▶ _What is being asked_:
If a line includes "when", copy it out of the entries.

(Collected data)
········
PR #247, opened 2021-11-15
[WIP] Add ROOTNTuple{Reader|Writer} I/O Backends

vvolkl:
BEGINRELEASENOTES
-  Add RNTuple{Reader|Writer} I/O Backends

ENDRELEASENOTES

This adds an (experimental) I/O backend for RNTuple. ROOT should present users with the following warning when using the writer:

```
Warning in <[ROOT.NTuple] Warning /cvmfs/tmp/spack-stage/gitlab-runner/spack-stage-root-6.24.00-cbuvics7rcfotr66dayarc76fp77s42e/spack-src/tree/ntuple/v7/src/RPageStorageFile.cxx:65 in ROOT::Experimental::Detail::RPageSinkFile::RPageSinkFile(std::string_view, TFile&, const ROOT::Experimental::RNTupleWriteOptions&)>: The RNTuple file format will change. Do not store real data with this version of RNTuple!
```
so it should be clear that this is not to be used in production.

I chose `ROOTNTuple{Reader|Writer}` as class names as the CMake configuration already links files prefixed with `ROOT` differently - `RNTupleWriter` is shorter, but already exists  in ROOT itself (albeit in the `ROOT::Experimental` namespace).

The overall structure is very similar to the ROOTWriter. The code that allows to write data the "SetBranchAddress" way, via void pointers and a class name string, has  a few fairly opaque lines that have been discussed with the rntuple authors and may still be replaced with a simpler interface.  

- [x] RNTuple does not want to write `int16_t` members - follow this up with the  rntuple authors
- [x] Add the ROOTNTupleWriter
- [ ] write Metadata, references and vectormembers
- [ ] Comments and Docs


tmadlener:
Looks like the dev3/dev4 CI builds are broken because of some warnings in the build: https://github.com/AIDASoft/podio/runs/4217295201?check_suite_focus=true#step:4:219

If newer root versions are able to handle `int16_t` we should see these workflows succeed once the warnings are fixed.

src/ROOTNTupleWriter.cc
```diff
@@ -0,0 +1,143 @@
...
+void ROOTNTupleWriter::createModels(const std::vector<StoreCollection>& collections) {
+  for (auto& [name, coll] : collections) {
+    const auto collBuffers = coll->getBuffers();
+    if (collBuffers.data) {
+      // note: these interfaces may still be simplified on the rntuple side
+      auto collClassName = "vector<" + coll->getDataTypeName() +">";
+      std::cout << collClassName << std::endl;
+      auto field = rnt::Detail::RFieldBase::Create(name,  collClassName).Unwrap();
+      // what I cast buffers.data to  does not seem to matter, but it seems I have to cast it to something?
+      void* vv =  (void*) *static_cast<std::vector<float>**>(collBuffers.data);
```
vvolkl, line 85: @jblomer this is the cast I am struggling to understand.

The stack trace when this is not casted:
```
1: vector<ExampleWithFixedWidthIntegersData>
41: Warning in <[ROOT.NTuple] Warning /tmp/ubuntu/spack-stage/spack-stage-root-6.26.02-4uthei6jyfh7oowt6ogsl6pakm57qlq4/spack-src/tree/ntuple/v7/src/RPageStorageFile.cxx:51 in ROOT::Experimental::Detail::RPageSinkFile::RPageSinkFile(std::string_view, const ROOT::Experimental::RNTupleWriteOptions&)>: The RNTuple file format will change. Do not store real data with this version of RNTuple!
41: Fatal: (typedValue->size() % fItemSize) == 0 violated at line 1021 of `/tmp/ubuntu/spack-stage/spack-stage-root-6.26.02-4uthei6jyfh7oowt6ogsl6pakm57qlq4/spack-src/tree/ntuple/v7/src/RField.cxx'
41: aborting
41: #0  0x00007f9370c3cc3a in wait4 () from /lib/x86_64-linux-gnu/libc.so.6
41: #1  0x00007f9370babf67 in ?? () from /lib/x86_64-linux-gnu/libc.so.6
41: #2  0x00007f937139fc9a in TUnixSystem::Exec (shellcmd=<optimized out>, this=0x156d800) at /tmp/ubuntu/spack-stage/spack-stage-root-6.26.02-4uthei6jyfh7oowt6ogsl6pakm57qlq4/spack-src/core/unix/src/TUnixSystem.cxx:2108
41: #3  TUnixSystem::StackTrace (this=0x156d800) at /tmp/ubuntu/spack-stage/spack-stage-root-6.26.02-4uthei6jyfh7oowt6ogsl6pakm57qlq4/spack-src/core/unix/src/TUnixSystem.cxx:2399
41: #4  0x00007f937127d0f2 in DefaultErrorHandler (level=<optimized out>, abort_bool=<optimized out>, location=<optimized out>, msg=0x67ba800 "(typedValue->size() % fItemSize) == 0 violated at line 1021 of `/tmp/ubuntu/spack-stage/spack-stage-root-6.26.02-4uthei6jyfh7oowt6ogsl6pakm57qlq4/spack-src/tree/ntuple/v7/src/RField.cxx'") at /tmp/ubuntu/spack-stage/spack-stage-root-6.26.02-4uthei6jyfh7oowt6ogsl6pakm57qlq4/spack-src/core/base/src/TErrorDefaultHandler.cxx:174
41: #5  0x00007f937132f878 in ErrorHandler(Int_t, const char *, const char *, typedef __va_list_tag __va_list_tag *) (level=6000, location=0x7f9371c2df4c "", fmt=<optimized out>, ap=<optimized out>) at /tmp/ubuntu/spack-stage/spack-stage-root-6.26.02-4uthei6jyfh7oowt6ogsl6pakm57qlq4/spack-src/core/foundation/src/TError.cxx:152
41: #6  0x00007f9371330129 in Fatal (location=location
41: entry=0x7f9371c2df4c "", fmt=<optimized out>) at /tmp/ubuntu/spack-stage/spack-stage-root-6.26.02-4uthei6jyfh7oowt6ogsl6pakm57qlq4/spack-src/core/foundation/src/TError.cxx:249
41: #7  0x00007f9371bce68b in ROOT::Experimental::RVectorField::AppendImpl (this=0x2447860, value=...) at /tmp/ubuntu/spack-stage/spack-stage-root-6.26.02-4uthei6jyfh7oowt6ogsl6pakm57qlq4/spack-src/tree/ntuple/v7/src/RField.cxx:1021
41: #8  0x00007f93720b7e39 in ROOT::Experimental::Detail::RFieldBase::Append (this=0x7391, value=...) at /cvmfs/sw.hsf.org/spackages5/root/6.26.02/x86_64-ubuntu20.04-gcc9.4.0-opt/4uthe/include/ROOT/RField.hxx:203
41: #9  ROOT::Experimental::RNTupleWriter::Fill (this=0x24ae5c0, entry=...) at /cvmfs/sw.hsf.org/spackages5/root/6.26.02/x86_64-ubuntu20.04-gcc9.4.0-opt/4uthe/include/ROOT/RNTuple.hxx:397
41: #10 ROOT::Experimental::RNTupleWriter::Fill (this=0x24ae5c0) at /cvmfs/sw.hsf.org/spackages5/root/6.26.02/x86_64-ubuntu20.04-gcc9.4.0-opt/4uthe/include/ROOT/RNTuple.hxx:392
41: #11 podio::ROOTNTupleWriter::writeEvent (this=<optimized out>) at /home/vavolkl/r/podio/src/ROOTNTupleWriter.cc:73
41: #12 0x0000000000409555 in write<podio::ROOTNTupleWriter> (store=..., writer=...) at /home/vavolkl/r/podio/tests/write_test.h:351
41: #13 0x0000000000405bbd in main () at /home/vavolkl/r/podio/tests/write_rntuple.cpp:24
```

tmadlener: This is how the `collBuffers.data` is populated:
https://github.com/AIDASoft/podio/blob/9d078f82d366e9363cbf2e941e3647badbcba690/python/templates/CollectionData.cc.jinja2#L76-L80

The `m_data` member in this case is a `std::unique_ptr<std::vector<XYZData>>` where `XYZ` is a datatype defined in the yaml file and the `Data` class is the corresponding POD that is generated for it.

For reference:
https://github.com/AIDASoft/podio/blob/9d078f82d366e9363cbf2e941e3647badbcba690/python/templates/CollectionData.h.jinja2#L92
https://github.com/AIDASoft/podio/blob/9d078f82d366e9363cbf2e941e3647badbcba690/python/templates/CollectionData.h.jinja2#L24

jblomer:
> @jblomer Here is the test datamodel: https://github.com/AIDASoft/podio/blob/master/tests/datalayout.yaml
> 
> A dump of the file produced by the [write test](https://github.com/AIDASoft/podio/blob/master/tests/write_test.h) is attached [write_test.log](https://github.com/AIDASoft/podio/files/8977327/write_test.log)

Many thanks!  That looks good to me!  At some point we may support intra-event references natively in RNTuple.  At that point, we can discuss again if/how podio object links should be represented by native links.

src/ROOTNTupleWriter.cc
jblomer: I think this may be a bug of an older RNTuple version.  If I'm not mistaken, with the latest master branch the code should not compile anymore.

The sequence of calls with the latest master has to be like this:
- `model->AddField(std::move(field)) // (for all fields)`
- `model->Freeze(); // no more fields can be added, the default entry becomes available`
- `model->GetDefaultEntry()->CaptureValueUnsafe("fieldName", ptrToObject); // for all fields`

jblomer: To give a bit more context: the idea behind the API change is to clearly separate the two phases of the model life time: phase 1 where the model is built; once built, phase 2 where it can be used to generate entries. We now forbid generating entries in phase 1 to avoid "half-baked entries".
········
▶ _Response below_:
This adds an (experimental) I/O backend for RNTuple. ROOT should present users with the following warning when using the writer:
The stack trace when this is not casted:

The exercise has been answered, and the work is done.